As reported by the Hindustan Times, the University of Edinburgh in Scotland and the Technology Development for Indian Languages (TDIL) of the Indian government have hosted the first  Hindi to Punjabi machine translation software, overcoming several of Moses initial limitations.

The web-interface program has not been released to the public yet. It is a long effort developed by a faculty member from the Punjabi University, Mr. Ajit Singh, an assistant professor at the MM Modi College, with help from the University’s Computer Science Department.

The software was developed recently and tested at both organizations. It took several months to develop as the problem was that the translate.cgi expected to have many copies of the daemon.pl running, all listening on different ports. Each one should wrap a different instance of Moses. Therefore, a web-based translation system could not be based on the latest versions of Moses, which are all multi-thread as it had been written before Moses had threads. The program had to be multi-process.

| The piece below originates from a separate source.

PR #808, opened 2017-03-07
Implement deserialize_enum for U32Deserializer

dtolnay:
In serde_derive the visitors we generate for unit variants are able to deserialize from u32, so this should be supported for u32's value deserializer as well.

Initially, Mr Singh installed the moses server and the web server on a single machine on a linux platform. Afterwards, he tested on the local host the system to work.
However, when he installed the system on web server for public use, part of the system worked fine but most of it was not getting the translation of the input text. Instead, the input text was transliterated in the post processing script written in transliterate.pl

Hindi to Punjabi Machine Translation System

Hindi to Punjabi Machine Translation System

Although there is not “from English” or “into English” translation, developers cannot hide their satisfaction. Users of the software are not proficient in English anyway, which makes this development quite unique. Vishal Goyal, assistant professor at the department of Computer Science at the Punjabi University confirmed that “the software has been made available online on the servers of the Edinburgh University and the TDIL.” In 2011, over 33 million people spoke Punjabi in India, whereas around 50% of the population in Pakistan (some 78 million) are native Punjabi speakers. Punjabi is written in two scripts: the Gurumukhī script and Shahmukhī script.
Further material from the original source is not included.